PR #2240, opened 2022-04-02
fix: add `id` to ignored fields

danieljhegeman:
### Reviewers
**Functional:** 
@seve 
**Readability:** 

---

## Changes
- add `id` (collections) and `collection_id` (datasets) to the ignored fields so that they don't erroneously cause the Collection to be marked as changed when it isn't (during revision).


seve (approved):

seve:
😴

PR #2246, opened 2022-04-04
feat(logging): Log incoming requests.

Bento007:
### Reviewers
**Functional:** 

**Readability:** 

---
I noticed the logs were sparse, and it was difficult to determine what request was causing an error. Now incoming request information is logged. Only the bare minimum of information is logged to maintain user privacy and avoid store large amounts of log data.

example: ```[2022-04-04 18:29:56 +0000] [8] [INFO] {"url": "/ui/", "method": "GET", "schema": "http"}```

## Changes
- add Log for incoming requests.
- limiting what's logged to URL, method, and schema.


atolopko-czi (approved):
Thanks for adding!  Might want to add your PR description comment re:limiting what's logged, to ensure then next engineer that comes along doesn't add more output without considering these points.

MDunitz (approved):
lgtm -- do we need to update any docs/pms re whats being logged?

PR #2252, opened 2022-04-04
feat: wmg - filter counts that are less than 3

ebezzi:
### Reviewers
**Functional:** 
@MDunitz 

**Readability:** 

---

## Changes
- add
- remove
- modify


backend/wmg/data/load_corpus.py
```diff
@@ -64,6 +64,15 @@ def load_h5ad(h5ad: str, group_name: str, validate: bool):
     if not validate_dataset_properties(anndata_object):
         return
 
+    # Set all values <=min_value to 0
+    min_value = 3
```
ebezzi, line 68: To be moved to a constant together with the other optimization (the 500 filter) - I'll consolidate them on the other PR.

MDunitz (changes requested):
Hey can you move this into save_raw and ensure that the updates are also applied to the rankit values?
Also can you add sone unit tests?

PR #2257, opened 2022-04-04
fix(wmg): Update secondary filter options

tihuan:
### Reviewers
**Functional:** 
@seve 
**Readability:** 

---

## Changes
Update `useFilterDimensions()` hook to include an option to `useSecondaryFilters` or not. Default to `true`, which will tell BE to return filtered secondary options. If `useSecondaryFilters` is `false`, BE will return all available secondary filter options, which is what we want for the Filters panel to show

As seen in the screenshot below, the left filter panel still shows all available datasets, but the right info panel's `Source Data` section only shows the filtered 2 datasets 

Screen Shot 2022-04-04 at 2 41 59 PM


frontend/src/common/queries/wheresMyGene.ts
```diff
@@ -477,7 +485,17 @@ function aggregateIdLabels(items: { [id: string]: string }[]): {
...
 }
 
-function useWMGQueryRequestBody() {
+const EMPTY_FILTERS = {
+  datasets: undefined,
+  developmentStages: undefined,
+  diseases: undefined,
+  ethnicities: undefined,
+  sexes: undefined,
+};
```
seve, line 494: Is there a type we can assign to this object to make sure it doesn't break if we add any filters in the future?

frontend/src/common/queries/wheresMyGene.ts
```diff
@@ -488,7 +506,7 @@ function useWMGQueryRequestBody() {
   const { data } = usePrimaryFilterDimensions();
 
   const { datasets, developmentStages, diseases, ethnicities, sexes } =
-    selectedFilters;
+    includeAllFilterOptions ? EMPTY_FILTERS : selectedFilters;
```
seve, line 509: Can you comment explaining this ternary? Seems like it's the crux of these changes, but I don't seem to understand the implications

seve (changes requested):

frontend/src/common/queries/wheresMyGene.ts
tihuan: Ooh yes, really good point. Thank you! Done!

frontend/src/common/queries/wheresMyGene.ts
tihuan: Good call out thank you! Done!

tihuan:
PTAL again @seve 🙏 Thanks for the great feedback!

seve (approved):

PR #2274, opened 2022-04-05
chore: Added CEL-seq2 and drop-seq to assay list

pablo-gar:
### Reviewers
**Functional:** 

**Readability:** 

---

## Changes
- add "CEL-seq 2" and "Drop=seq" to assays, careful examination of these methods indicate that they don't need gene-length normalization and that they could be integrated with the bulk of 10X data


MDunitz (approved):
lgtm

Issue #3037, opened 2022-08-04
Deletion of published datasets in the Curation UX must be removed


brianraymor:
Currently, curators are presented with a `Delete Dataset` button in the private revision of a published collection. To avoid 
accidents, track deletion occurrences and justifications, and to validate that the redirect is in place for the permanent links to the CXG(s), the following changes must be made:

1. If a dataset is _New_, the `Delete Dataset` menu item is available.
2. If a dataset is _in the public collection_, then the `Delete Dataset` menu item is disabled or hidden.
3. If a dataset is _in the public collection_ and _Updated_, then the `Delete Dataset` menu item is disabled or hidden.

PR #4980, opened 2023-06-08
feat: Deletion of published datasets in the Curation UX must be removed (#3037)

frano-m:
## Reason for Change

- #3037 

## Changes

- Curators are no longer able to delete a dataset in the private revision of a published collection i.e. if a dataset has been previously published, then it may not be deleted. For clarification see [slack thread](https://clevercanary.slack.com/archives/C02CF7MQPGV/p1685602748854589?thread_ts=1685602175.729339&cid=C02CF7MQPGV).

## Testing steps

- Curator may delete a dataset from a private collection.
- Curator may NOT delete a dataset from a published revision collection.
- Curator may add a new dataset to a published revision collection, and is able to delete the newly added dataset.

### DIFF
--- a/frontend/src/common/entities.ts
+++ b/frontend/src/common/entities.ts
@@ -147,6 +147,7 @@ export interface Dataset {
   created_at: number;
   original_id?: string;
   published?: boolean;
+  published_at?: number;
   tombstone?: boolean;
   updated?: boolean;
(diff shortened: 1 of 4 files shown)


atarashansky (approved):
lgtm!

PR #4986, opened 2023-06-10
chore: Pin package version for WMG api and pipeline

prathapsridharan:
## Reason for Change

The changes in this PR address the following problems:

1. Versions for WMG api and pipeline are unpinned and sometimes incompatible. This is very risky because transparent changes to the version of the underlying dependencies (on account of packages not being pinned in a consistent manner), can create vicious bugs in local and production environments.
2. The current local development environment is memory intensive and slow on account of running many docker containers.

## Changes

1. Pin python packages for WMG api and pipeline to mitigate bugs in all environments (particularly production environment) due to transparent version upgrade of dependencies
2. The above pinning also enables installing packages on the local machine such that the test suite can be run on a developers local machine without having to invoke docker
3. Add detailed instructions on how to create a python virtual environment that contains all the dependencies necessary to run the test suite on a developer's local machine without docker 

## Testing steps

- Ran unit tests locally


DEV_ENV.md
```diff
@@ -1,12 +1,11 @@
 # Local Development Environment
 
-## Development quickstart
+## Install Docker
 
 1. [install docker](https://docs.docker.com/get-docker/). If brew is installed run `brew install docker`. If you have a Mac, [install Docker Desktop](https://www.docker.com/products/docker-desktop) and open it so it's running on your machine. Note: If you have a Mac M1 (arm64 CPU), follow instructions in [`docker-compose.yml`](docker-compose.yml) under `oidc` service, for manually building the oidc-server-mock images for the M1 architecture.
```
joyceyan, line 5: can you add a line about setting up docker with the CZI enterprise account? something like: "Go to https://hub.docker.com/ and sign in with SSO, which should add yourself to the CZI org automatically. Verify that you see yourself here: https://hub.docker.com/orgs/chanzuckerberg/members"

DEV_ENV_WITHOUT_DOCKER.md
```diff
@@ -0,0 +1,30 @@
...
+   - `pip install --global-option=build_ext --global-option="-I$(brew --prefix graphviz)/include/" --global-option="-L$(brew --prefix graphviz)/lib/" pygraphviz==1.11`
+
+1. Install base packages - `pip install -r requirements.txt`
+1. Install packages for WMG api - `pip install -r backend/api_server/requirements.txt`
+1. Install packages for WMG pipeline - `pip install -r backend/wmg/pipeline/requirements.txt`
+
+### Run unit tests
+
+1. Run unit tests for WMG api - `pytest -v tests/unit/backend/wmg`
+1. Run unit tests for WMG pipeline - `pytest -v tests/unit/wmg_processing`
```
joyceyan, line 23: might be good to add an example of testing a specific file. ex: `DEPLOYMENT_STAGE=test python3 -m unittest tests/unit/wmg_processing/test_load_corpus.py`

DEV_ENV.md
ebezzi: This is a public repo, so I don't think this is a good idea.

joyceyan: :homer-disappears:

atarashansky (changes requested):
Can you make an rdev stack off this commit? I think it's prudent to be extra careful with any dependency changes, even though these specific ones seem innocuous.

DEV_ENV_WITHOUT_DOCKER.md
```diff
@@ -0,0 +1,30 @@
...
+   - `brew install graphviz`
+   - `pip install --global-option=build_ext --global-option="-I$(brew --prefix graphviz)/include/" --global-option="-L$(brew --prefix graphviz)/lib/" pygraphviz==1.11`
+
+1. Install base packages - `pip install -r requirements.txt`
+1. Install packages for WMG api - `pip install -r backend/api_server/requirements.txt`
+1. Install packages for WMG pipeline - `pip install -r backend/wmg/pipeline/requirements.txt`
+
+### Run unit tests
+
+1. Run unit tests for WMG api - `pytest -v tests/unit/backend/wmg`
```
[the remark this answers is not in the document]
joyceyan: resolved this by creating a new virtual env with python 3.10 instead of python 3.9

prathapsridharan:
> Can you make an rdev stack off this commit? I think it's prudent to be extra careful with any dependency changes, even though these specific ones seem innocuous.

@atarashansky - Here is a new PR since I needed to change the branch name to contain the suffix `rdev`: https://github.com/chanzuckerberg/single-cell-data-portal/pull/4992

prathapsridharan:
Closing this PR in favor of a new PR so the `rdev` can be created. I had to rename the remote branch to contain the suffix `rdev` which meant I had to create a new PR. Here is the new PR:

https://github.com/chanzuckerberg/single-cell-data-portal/pull/4992

PR #4992, opened 2023-06-12
chore: Pin package version for WMG api and pipeline

prathapsridharan:
## Reason for Change

The changes in this PR address the following problems:

1. Versions for WMG api and pipeline are unpinned and sometimes incompatible. This is very risky because transparent changes to the version of the underlying dependencies (on account of packages not being pinned in a consistent manner), can create vicious bugs in local and production environments.
2. The current local development environment is memory intensive and slow on account of running many docker containers.

## Changes

1. Pin python packages for WMG api and pipeline to mitigate bugs in all environments (particularly production environment) due to transparent version upgrade of dependencies
2. The above pinning also enables installing packages on the local machine such that the test suite can be run on a developers local machine without having to invoke docker
3. Add detailed instructions on how to create a python virtual environment that contains all the dependencies necessary to run the test suite on a developer's local machine without docker 

## Testing steps

- Ran unit tests locally
- manual test on rdev frontend - https://rdev-ps-pin-wmg-pkg-frontend.rdev.single-cell.czi.technology/gene-expression
- manual test on rdev backend - https://rdev-ps-pin-wmg-pkg-backend.rdev.single-cell.czi.technology/


joyceyan (approved):
i was able to recreate a new conda env + run unit tests locally with the commands in `DEV_ENV_WITHOUT_DOCKER`

atarashansky (approved):

Issue #4908, opened 2023-05-30
Bug(curation) Flash of "No Results" when refreshing the collections page / No loading indicator


NoopDog:
#### Description

When refreshing the collections page, in the new curator experience, the page flashes "No Results"  then does not give any loading indicator while the page is actually loading.

https://images.zenhubusercontent.com/228681195/d8ce7f9f-7337-46dc-9124-d9398a7104b8/screen_recording_2023_05_26_at_11_00_56_am.mov

Expecting no flash of "No Results" and an indicator that the page is loading

#### Definition of Done

1. Left-hand filters do not show as a skeleton or disabled during load (current state for collections/datasets)
1. Loading indicator displays for the non-auth view only during loading.
1. Flash of no results is not displayed during loading for both auth and non-auth views.

PR #5005, opened 2023-06-13
fix: Bug(curation) Flash of "No Results" when refreshing the collections page / No loading indicator (#4908)

frano-m:
## Reason for Change

- #4908 

## Changes

- The Collections and Datasets index has been modified to display only the filter sidebar and list upon successful execution of the collections and datasets query, resolving the issue of unwanted and premature display of "No Results".
- A loading indicator has been implemented specifically for curator mode to provide a visual representation of the pending collections and datasets query.

## Testing steps

- A curator should see on page refresh, *a loading indicator*, followed by the display of the side bar filters and list.
- A non-curator should see on page refresh, *no loading indicator*, followed by the display of the side bar filters and list.
- Both curator and non-curator should not see a flash of "No Results" during loading.

### DIFF
--- a/frontend/src/common/queries/filter.ts
+++ b/frontend/src/common/queries/filter.ts
@@ -56,6 +56,7 @@ const QUERY_ID_DATASETS = "datasetIndex";
 export interface FetchCategoriesRows<T extends Categories> {
   isError: boolean;
   isLoading: boolean;
+  isSuccess: boolean;
   rows: T[];
 }
 
@@ -169,6 +170,7 @@ export function useFetchCollectionRows(
     data: datasets,
     isError: datasetsError,
     isLoading: datasetsLoading,
+    isSuccess: datasetsSuccess,
   } = useFetchDatasets(mode, status);
 
   // Fetch collections.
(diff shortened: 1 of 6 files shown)


frontend/src/common/queries/filter.ts
```diff
@@ -191,6 +194,7 @@ export function useFetchCollectionRows(
   return {
     isError: datasetsError || collectionsError,
     isLoading: datasetsLoading || collectionsLoading,
+    isSuccess: datasetsSuccess && collectionsSuccess,
```
frano-m, line 197: Success when both the collections and datasets query

frontend/src/views/Datasets/style.ts
```diff
@@ -0,0 +1,8 @@
+import styled from "@emotion/styled";
+import { View } from "src/views/globalStyle";
+
+export const DatasetsView = styled(View)`
```
frano-m, line 4: Updated DatasetsView to match CollectionsView.

frano-m:
Thank you again @ashin-czi!

PR #5031, opened 2023-06-15
feat(wmg): faster queries

atarashansky:
## Reason for Change

- #5146 
- #5294 

## Changes

- Invoke `load_snapshot` at server start time
- Replace `load_snapshot` usage with `get_cached_snapshot` in `v2.py`. This new function only returns the current cached snapshot without checking if a new one should be loaded.

## Testing steps

- Updated unit tests
- Tested in [rdev](https://fast-frontend.rdev.single-cell.czi.technology/gene-expression)


prathapsridharan (approved):
Synchronous code review with Alec. LGTM

PR #5047, opened 2023-06-15
fix: Adding option for "No Publication" to the secondary filter 

carolinechoi:
## Need to add an option for "No Publication" for selection in the publication filter 

- #4730 

## Changes

- add code for aggregating no publications' dataset ids 

## Testing steps
?? ¯\\_(ツ)_/¯ (seve fixed his arm) (the lil guy thanks you seve)


seve (approved):
Approval contingent on creating a const for no publication id/name

Issue #5050, opened 2023-06-16
[WMG] Conditionally run WMG E2E tests based on API URL


tihuan:
Problem:
Currently WMG E2E tests don't run in PRs and only run in deployed environments (dev/staging/prod)
This means that we frequently push bugs and broken E2E tests to `main`

Solution:
Detect which API URL the FE connects to and determine whether to run WMG E2E tests or not

tihuan:
this is for PR tests to run WMG tests, so moving to complete now

PR #5051, opened 2023-06-16
test(WMG): 5050 Conditionally run WMG e2e tests based on API URL

tihuan:
## Reason for Change

- #5050 

## Changes

- add
- remove
- modify

## Testing steps

### DIFF
--- a/frontend/playwright-globalSetup.ts
+++ b/frontend/playwright-globalSetup.ts
@@ -1,24 +1,33 @@
 import { chromium } from "@playwright/test";
-import { SKIP_LOGIN, TEST_URL } from "tests/common/constants";
+import { SKIP_LOGIN } from "tests/common/constants";
 import { COMMON_PLAYWRIGHT_CONTEXT } from "tests/common/context";
 import featureFlags from "tests/common/featureFlags";
-import { login } from "tests/utils/helpers";
+import { goToPage, login } from "tests/utils/helpers";
 
 module.exports = async () => {
+  const browser = await chromium.launch();
+
+  const browserContext = await browser.newContext({
+    ...COMMON_PLAYWRIGHT_CONTEXT,
+    storageState: featureFlags,
+  });
+
+  const page = await browserContext.newPage();
+
+  await goToPage(undefined, page);
+
+  const apiUrl = await page.evaluate(() => {
+    return document.body.getAttribute("data-api-url");
+  });
+
+  process.env.API_URL = apiUrl || "";
+
   try {
     // Skip login for tests that don't require it
     if (SKIP_LOGIN) {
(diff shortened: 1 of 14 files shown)


frontend/playwright-globalSetup.ts
```diff
@@ -2,23 +2,32 @@ import { chromium } from "@playwright/test";
...
+  const browserContext = await browser.newContext({
+    ...COMMON_PLAYWRIGHT_CONTEXT,
+    storageState: featureFlags,
+  });
+
+  const page = await browserContext.newPage();
+
+  await goToPage(undefined, page);
+
+  const apiUrl = await page.evaluate(() => {
```
tihuan, line 19: during global setup phase of Playwright, we hit the homepage to detect which API URL the FE app connects to and save that as env variable for subsequent tests to access via helper function `conditionallyRunTests()`

frontend/tests/utils/wmgUtils.ts
```diff
@@ -1,10 +1,25 @@
...
 
+const { skip } = test;
+
+const ENVS_TO_RUN_TESTS = [
+  "api.cellxgene.dev.single-cell.czi.technology",
+  "api.cellxgene.staging.single-cell.czi.technology",
+  "api.cellxgene.cziscience.com",
+];
+
+export function conditionallyRunTests() {
```
tihuan, line 16: this is the function that will use the env variable and check if the API URL is one of the URLs in `ENVS_TO_RUN_TESTS` to determine whether to run the tests or not

frontend/tests/utils/helpers.ts
```diff
@@ -57,11 +57,13 @@ const TEST_ENVS_DEV_STAGING = ["dev", "staging"];
...
 export const isDevStaging = TEST_ENVS_DEV_STAGING.includes(TEST_ENV);
 
+const GO_TO_PAGE_TIMEOUT_MS = 30 * 1000;
+
 export async function goToPage(
   url: string = TEST_URL,
   page: Page
 ): Promise<void> {
-  await page.goto(url);
+  await page.goto(url, { timeout: GO_TO_PAGE_TIMEOUT_MS });
```
tihuan, line 66: default 30 seconds is not enough in GHA

atarashansky (approved):
Very nifty. Thanks for this!

tihuan:
Thanks for the quick review, @atarashansky 🎉 !

tihuan:
Ah the test is failing for real, because we've updated the WMG cubes, and since the test selects the first dataset, which is now `22 integrated samples`, it doesn't narrow down the options. 

I'll update the test to select disease `acute kidney failure` on Tuesday, so our test is more predictable and not dependent on datasets order, which changes more frequently 👌

tihuan:
Fixed the test 👍

PR #5056, opened 2023-06-20
fix: publication filter crossfiltering

atarashansky:
## Reason for Change

- Publication filter was not crossfiltering into other filters besides dataset
- Datasets/publications for human included mouse datasets and vice-versa

## Changes

- Updated backend to ensure that organism was being factored into determining the valid filters
- Updated the frontend so that publication filters crossfiltered into other secondary filters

=-=-=-=-=

Up to and including the line with "18:29:56 +0000] [8]", output each line of the entries above exactly, starting from the first.

§ **Response to this task**
PR #2240, opened 2022-04-02
fix: add `id` to ignored fields

danieljhegeman:
### Reviewers
**Functional:** 
@seve 
**Readability:** 

---

## Changes
- add `id` (collections) and `collection_id` (datasets) to the ignored fields so that they don't erroneously cause the Collection to be marked as changed when it isn't (during revision).


seve (approved):

seve:
😴

PR #2246, opened 2022-04-04
feat(logging): Log incoming requests.

Bento007:
### Reviewers
**Functional:** 

**Readability:** 

---
I noticed the logs were sparse, and it was difficult to determine what request was causing an error. Now incoming request information is logged. Only the bare minimum of information is logged to maintain user privacy and avoid store large amounts of log data.

example: ```[2022-04-04 18:29:56 +0000] [8] [INFO] {"url": "/ui/", "method": "GET", "schema": "http"}```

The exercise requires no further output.